• Collected data:

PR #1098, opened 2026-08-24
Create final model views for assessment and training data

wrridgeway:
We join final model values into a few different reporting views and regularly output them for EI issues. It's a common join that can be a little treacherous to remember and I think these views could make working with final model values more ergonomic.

• What you will do: Repeat exactly, and only, the lines from the one containing "Create final model" through the end of the material.

• The completed task:
Create final model views for assessment and training data

wrridgeway:
We join final model values into a few different reporting views and regularly output them for EI issues. It's a common join that can be a little treacherous to remember and I think these views could make working with final model values more ergonomic.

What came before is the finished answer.